== Directions for this task ==
Print the data that follows exactly as it stands, from its first line through the line containing "Here is where", and stop there.

----- Records provided -----

Issue #3958, opened 2020-04-27
Enable clang-tidy for all targets


devjgm:
Currently I think clang-tidy is not running for all of our targets. I only see the following CMake files that are calling the `google_cloud_cpp_add_clang_tidy` CMake function:

```shell
cmake/GoogleCloudCppCommon.cmake
148:function (google_cloud_cpp_add_clang_tidy target)

google/cloud/storage/CMakeLists.txt
273:google_cloud_cpp_add_clang_tidy(storage_client)

google/cloud/bigtable/CMakeLists.txt
197:google_cloud_cpp_add_clang_tidy(bigtable_client)

google/cloud/firestore/CMakeLists.txt
66:google_cloud_cpp_add_clang_tidy(firestore_client)

google/cloud/CMakeLists.txt
200:google_cloud_cpp_add_clang_tidy(google_cloud_cpp_common)
353:    google_cloud_cpp_add_clang_tidy(google_cloud_cpp_grpc_utils)
```

Specifically there is nothing for "common", "pubsub", or "bigquery". This is probably a step we missed when migrating code over.

The *extra credit* solution would do something generic that automatically applies to *all* of our CMake targets today and in the future, so we don't have to remember to do this.

devjgm:
Here is where our build script enables clang tidy:

https://github.com/googleapis/google-cloud-cpp/blob/141d2c8d375c0b9c580a6bd78de6c3e8e3d63ae4/ci/kokoro/docker/build-in-docker-cmake.sh#L75-L77

I'm wondering if we just change to this line:

```shell
cmake_extra_flags+=("-DCMAKE_CXX_CLANG_TIDY=clang-tidy")
```
would that work for everything that's built by this cmake invocation? It may also let us avoid the need to explicitly enable clang-tidy for individual targets.

devjgm:
A quick experiment doing this shows a lot of new clang-tidy issues that were hiding out.

coryan:
I spent some time today looking into this.  The tests and examples have never had clang-tidy enabled, it might be nice to do that, but it would take significant effort.

I will send a PR (need to do some testing) to make it more obvious that the libraries have this enabled.

The fix using `CMAKE_CXX_CLANG_TIDY` seems like a good idea. I believe the path to implement should be:

- Manually add `google_cloud_cpp_add_clang_tidy(${target})` to the targets in one directory, and fix any warnings / errors generated by clang-tidy.
[...]

PR #3960, opened 2020-04-28
fix: run clang-tidy on the code for library targes

coryan:
That is, the code that gets compiled into `.a` files that our customers would
link, and including test support libraries. The code for tests and examples
will need additional work (and lots of it).

Fixed the existing (but unreported) clang-tidy warnings.

Part of the work for #3958

---
This change is [Reviewable](https://reviewable.io/reviews/googleapis/google-cloud-cpp/3960)

### DIFF
--- a/google/cloud/bigtable/testing/table_integration_test.cc
+++ b/google/cloud/bigtable/testing/table_integration_test.cc
@@ -20,8 +20,6 @@
 #include <algorithm>
 #include <cctype>
 
-namespace btadmin = ::google::bigtable::admin::v2;
-
 namespace google {
 namespace cloud {
 namespace bigtable {
@@ -69,12 +67,16 @@ void TableTestEnvironment::SetUp() {
   std::string const family2 = "family2";
   std::string const family3 = "family3";
   std::string const family4 = "family4";
-  bigtable::TableConfig table_config =
-      bigtable::TableConfig({{family1, bigtable::GcRule::MaxNumVersions(10)},
-                             {family2, bigtable::GcRule::MaxNumVersions(10)},
-                             {family3, bigtable::GcRule::MaxNumVersions(10)},
-                             {family4, bigtable::GcRule::MaxNumVersions(10)}},
-                            {});
+  auto constexpr kTestMaxVersions = 10;
+  auto const test_gc_rule = bigtable::GcRule::MaxNumVersions(kTestMaxVersions);
+  bigtable::TableConfig table_config = bigtable::TableConfig(
+      {
+          {family1, test_gc_rule},
+          {family2, test_gc_rule},
+          {family3, test_gc_rule},
+          {family4, test_gc_rule},
+      },
+      {});
 
   table_id_ = RandomTableId();
   ASSERT_STATUS_OK(table_admin.CreateTable(table_id_, table_config));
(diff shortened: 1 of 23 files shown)


google/cloud/storage/testing/storage_integration_test.cc
```diff
@@ -50,13 +51,16 @@ StorageIntegrationTest::MakeIntegrationTestClient(
...
+    initial_delay = kShortDelayForTestbench;
   }
 
+  auto constexpr kMaximumBackoffDelay = std::chrono::minutes(5);
+  auto constexpr kBackoffScalingFactor = 2.0;
   return ExponentialBackoffPolicy(initial_delay,
-                                  /*maximum_delay=*/std::chrono::minutes(5),
-                                  /*scaling=*/2.0)
+                                  /*maximum_delay=*/kMaximumBackoffDelay,
+                                  /*scaling=*/kBackoffScalingFactor)
```
devbww, line 63: The `/*argname=*/` comments now seem less useful.

google/cloud/bigtable/testing/table_integration_test.cc
```diff
@@ -69,12 +67,16 @@ void TableTestEnvironment::SetUp() {
   std::string const family2 = "family2";
   std::string const family3 = "family3";
   std::string const family4 = "family4";
-  bigtable::TableConfig table_config =
-      bigtable::TableConfig({{family1, bigtable::GcRule::MaxNumVersions(10)},
-                             {family2, bigtable::GcRule::MaxNumVersions(10)},
-                             {family3, bigtable::GcRule::MaxNumVersions(10)},
-                             {family4, bigtable::GcRule::MaxNumVersions(10)}},
-                            {});
+  auto constexpr kTestMaxVersions = 10;
```
devjgm, line 70: This is fine to leave, as-is. But if this change was made because of the readability-magic-numbers check, we should disable it. I think that check goes way too far and more often than not makes code less clear. Of course, we can still disable it later even with this code, so no change necessary.

google/cloud/bigtable/testing/table_integration_test.cc
```diff
@@ -99,11 +101,11 @@ std::string TableTestEnvironment::CreateRandomId(std::string const& prefix,
 std::string TableTestEnvironment::RandomTableId() {
   // This value was discovered by trial and error, it is not documented in the
   // proto files.
-  constexpr int kMaxTableIdLength = 50;
-  static char const prefix[] = "table-";
-  static_assert(kMaxTableIdLength > sizeof(prefix), "prefix is too long");
-  constexpr int sample_count = kMaxTableIdLength - sizeof(prefix) + 1;
-  return CreateRandomId(prefix, sample_count);
+  auto constexpr kMaxTableIdLength = 50;
+  static char const kPrefix[] = "table-";  // NOLINT(modernize-avoid-c-arrays)
```
devjgm, line 105: (No change needed) I hate this clang-tidy check (modernize-avoid-c-arrays). I'd be happy to disable it.

Alternatively, a good way to avoid it is to do something like: `static const auto kPrefix = "foo"`, which, IIRC, fools it.

google/cloud/storage/testing/storage_integration_test.cc
coryan: Fixed.

google/cloud/bigtable/testing/table_integration_test.cc
coryan: There was some repetition too. In any case, I think the warning is pretty annoying in tests, but useful in the code itself.  Others can remove it later.

google/cloud/bigtable/testing/table_integration_test.cc
coryan: I think I tried that, and it makes `kPrefix` a `char const*`, which does not work if you use `sizeof()` or any static test on the length of the string (as we do here).

coryan:
> The PR title/description suggests that this fixes the warnings for all the library code and tests. Does that mean we can go all the way to enabling `CMAKE_CXX_CLANG_TIDY`, or is there still something that's not tidy clean?

Most of the tests and examples would require work, for a taste look at:

https://github.com/coryan/google-cloud-cpp/compare/enable-clang-tidy-for-libraries...coryan:enable-clang-tidy-everywhere?expand=1
> 


> This was a lot of work. Thanks for doing this!

No problem. I have a much larger branch which partially fixes the tests, but I gave up because I think the changes for the examples are actually harmful. For example, changing `std::string` to `std::string const&` makes the examples less readable, and I don't care about the performance implications in that case, nor do I want the `// NOLINT` comments.

PR #3970, opened 2020-04-29
chore: disable modernize-avoid-c-arrays

devjgm:
Justification is included in the changed file.

---
This change is [Reviewable](https://reviewable.io/reviews/googleapis/google-cloud-cpp/3970)


devjgm:
> you should also delete the corresponding NOLINTs: https://github.com/googleapis/google-cloud-cpp/search?q=modernize-avoid-c-arrays

Good point. Done.

PR #3979, opened 2020-04-30
cleanup: simplify quickstart CMakeLists.txt files

### LINKED ISSUE #3729: Consider requiring CMake>=3.15 to simplify quickstarts
I am about to add some CMake nastiness to handle static vs. dynamic MSVC runtimes in the quickstart CMake files.

If we were to require CMake >= 3.15 for the quickstart guides (which maybe it is reasonable), we can simplify all of this using:

https://cmake.org/cmake/help/v3.15/variable/CMAKE_MSVC_RUNTIME_LIBRARY.html#variable:CMAKE_MSVC_RUNTIME_LIBRARY

coryan:
Require CMake >= 3.15 for the quickstart examples, with that version we
can write slightly cleaner code to pick the MSVC runtime.

Fixes #3729

---
This change is [Reviewable](https://reviewable.io/reviews/googleapis/google-cloud-cpp/3979)


coryan:
> This looks good. You hinted that there was a downside to this change: what was/is it?

We moved complexity to the READMEs, of course. If the users miss that they will get a bad experience (but the default is to use DLLs, so maybe won't affect that many folks).

Issue #5106, opened 2020-09-21
Build failure with MSAN


coryan:
This started recently:

https://source.cloud.google.com/results/invocations/bb59c9cc-4757-4b1c-8388-609e08ec5916/details

```
ERROR: /v/google/cloud/spanner/BUILD:73:9: Couldn't build file google/cloud/spanner/_objs/database_admin_connection_test/database_admin_connection_test.pic.o: undeclared inclusion(s) in rule '//google/cloud/spanner:database_admin_connection_test':
this rule is missing dependency declarations for the following files included by 'google/cloud/spanner/database_admin_connection_test.cc':
  '/usr/lib64/clang/10.0.1/share/msan_blacklist.txt'
  '/usr/lib64/clang/10.0.1/include/stddef.h'
  '/usr/lib64/clang/10.0.1/include/__stddef_max_align_t.h'
  '/usr/lib64/clang/10.0.1/include/stdint.h'
  '/usr/lib64/clang/10.0.1/include/stdarg.h'
  '/usr/lib64/clang/10.0.1/include/limits.h'
  '/usr/lib64/clang/10.0.1/include/float.h'
```

coryan:
Fixed by clearing some stale cache files.

mr-salty:
I noticed this in the log:

```
2020-09-22T04:11:04Z: Downloading build cache cache-ci-fedora-libcxx-msan-32-msan.tar.gz from cloud-cpp-kokoro-results/build-cache/google-cloud-cpp
ERROR: gcloud crashed (TokenRevokeError): invalid_request
```

does that result in a corrupt/truncated tarball? I don't see any errors related to untarring it so could be a red herring.

also, I wonder if we should `set -x` in all our shell scripts (prints commands being executed)... unsure if it would be helpful in debugging or just noise.

coryan:
The error in the log is unrelated to downloading the tarball and/or extracting it.

devjgm:
This was probably fixed by https://github.com/googleapis/google-cloud-cpp/pull/5108

mr-salty:
@coryan sounds like a vote for `set -x` to me?

coryan:
@mr-salty I can see the argument for `set -x`, OTOH I like the cleaner logs. Send a PR and we can see if the logs are tolerable, or file a bug if you don't have the time right now.

coryan:
[...]

PR #5108, opened 2020-09-22
ci: use per-build prefix for Bazel caches

coryan:
Using a fresh cache for the msan build fixes the problem.  I am splitting each build to its own
cache directory, so we can clear the cache for one build at a time in the future.

Part of the work for #5106

---
This change is [Reviewable](https://reviewable.io/reviews/googleapis/google-cloud-cpp/5108)

### DIFF
--- a/ci/kokoro/docker/build-in-docker-bazel.sh
+++ b/ci/kokoro/docker/build-in-docker-bazel.sh
@@ -66,11 +66,7 @@ readonly BAZEL_CACHE="https://storage.googleapis.com/cloud-cpp-bazel-cache"
 # not hit this cache.
 if [[ -r "${GOOGLE_APPLICATION_CREDENTIALS}" ]]; then
   io::log "Using bazel remote cache: ${BAZEL_CACHE}"
-  if [[ "${BUILD_NAME:-}" = "msan" ]]; then
-    bazel_args+=("--remote_cache=https://storage.googleapis.com/cloud-cpp-bazel-cache-${BUILD_NAME}")
-  else
-    bazel_args+=("--remote_cache=${BAZEL_CACHE}")
-  fi
+  bazel_args+=("--remote_cache=https://storage.googleapis.com/cloud-cpp-bazel-cache/docker/${BUILD_NAME}")
   bazel_args+=("--google_credentials=${GOOGLE_APPLICATION_CREDENTIALS}")
   # See https://docs.bazel.build/versions/master/remote-caching.html#known-issues
   # and https://github.com/bazelbuild/bazel/issues/3360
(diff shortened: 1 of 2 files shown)


devjgm (approved):

coryan:
FWIW, I am not sure this is the right fix, it built on the PR, but did not build for the CI build:

https://source.cloud.google.com/results/invocations/124e5935-62bb-4fd3-a955-542ec3484b27

mr-salty:
Note that the build did pass but took [97 minutes](https://source.cloud.google.com/results/invocations/0ee69eb6-2e16-42bd-995a-584fe2b4f9a9/targets)

coryan:
> Note that the build did pass but took [97 minutes](https://source.cloud.google.com/results/invocations/0ee69eb6-2e16-42bd-995a-584fe2b4f9a9/targets)

That was a build with a cold cache.  Builds with warm caches are taking more reasonable times, e.g. the [latest](https://source.cloud.google.com/results/invocations/4fca0f8e-c996-4d8f-8aa7-2565db486ffc/targets) took just under 10m.

ci/kokoro/docker/build-in-docker-bazel.sh
```diff
@@ -66,7 +66,7 @@ readonly BAZEL_CACHE="https://storage.googleapis.com/cloud-cpp-bazel-cache"
 # not hit this cache.
 if [[ -r "${GOOGLE_APPLICATION_CREDENTIALS}" ]]; then
   io::log "Using bazel remote cache: ${BAZEL_CACHE}"
-  bazel_args+=("--remote_cache=${BAZEL_CACHE}")
+  bazel_args+=("--remote_cache=https://storage.googleapis.com/cloud-cpp-bazel-cache/docker/${BUILD_NAME}")
```
devjgm, line 69: Did you want to use `${BAZEL_CACHE}` here rather than retyping part of the URL string?

devjgm (approved):

ci/kokoro/docker/build-in-docker-bazel.sh
coryan: Fixed.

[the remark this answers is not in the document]
coryan: > Just so I'm clear, this change is purely to give us the ability to clear this cache in the future _if_ we discover a problem w/ bazel's remote cache. We've currently not seen it cause any problems, nor do we have any need to clear this cache, is that right?

Effectively I cleared the cache by starting from a fresh one.  And yes, we are seeing problems.  What *exactly* are the problems I am not sure.


All I know is that the PR builds with both the tarball and the existing Bazel cache break, that removing the tarball fixed some builds but later they started failing again, and that clearing both caches seems to have fixed the builds for good.  I don't know, maybe the underlying Docker image used to create the tarball matters and Bazel does not include enough of it into the cache inputs.

I am not going to spend time troubleshooting Bazel, clearing the caches worked.

> 
> This will likely reduce our cache hit rate a little, but probably a negligible amount,

I think the amount will be zero: the Bazel builds all have different command-line options (*san vs. libcxx vs. Windows vs. macOS) all of which are caching inputs.  I think none of the artifacts created by build A are used in build B.  I guess maybe some of the `genrule()` artifacts are reusable... hmm... I am wrong it is not zero, but it is something like 1/5,000.

PR #5111, opened 2020-09-22
feature(generator): run unit tests on golden code

scotthart:
This PR adds unit tests for the .golden code.
As part of this:
- the .proto files in generator/integration_test are built in to a library
- the .golden files are copied (as part of the build process) to google/cloud/test/... and built into a library
- unit tests for the stub, logging decorator, and metadata decorator are run using these libraries and new test code (the logging and metadata test code is very similar to the spanner logging and metadata decorator testing).

---
This change is [Reviewable](https://reviewable.io/reviews/googleapis/google-cloud-cpp/5111)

-----

== Reply to the task ==
Issue #3958, opened 2020-04-27
Enable clang-tidy for all targets


devjgm:
Currently I think clang-tidy is not running for all of our targets. I only see the following CMake files that are calling the `google_cloud_cpp_add_clang_tidy` CMake function:

```shell
cmake/GoogleCloudCppCommon.cmake
148:function (google_cloud_cpp_add_clang_tidy target)

google/cloud/storage/CMakeLists.txt
273:google_cloud_cpp_add_clang_tidy(storage_client)

google/cloud/bigtable/CMakeLists.txt
197:google_cloud_cpp_add_clang_tidy(bigtable_client)

google/cloud/firestore/CMakeLists.txt
66:google_cloud_cpp_add_clang_tidy(firestore_client)

google/cloud/CMakeLists.txt
200:google_cloud_cpp_add_clang_tidy(google_cloud_cpp_common)
353:    google_cloud_cpp_add_clang_tidy(google_cloud_cpp_grpc_utils)
```

Specifically there is nothing for "common", "pubsub", or "bigquery". This is probably a step we missed when migrating code over.

The *extra credit* solution would do something generic that automatically applies to *all* of our CMake targets today and in the future, so we don't have to remember to do this.

devjgm:
Here is where our build script enables clang tidy:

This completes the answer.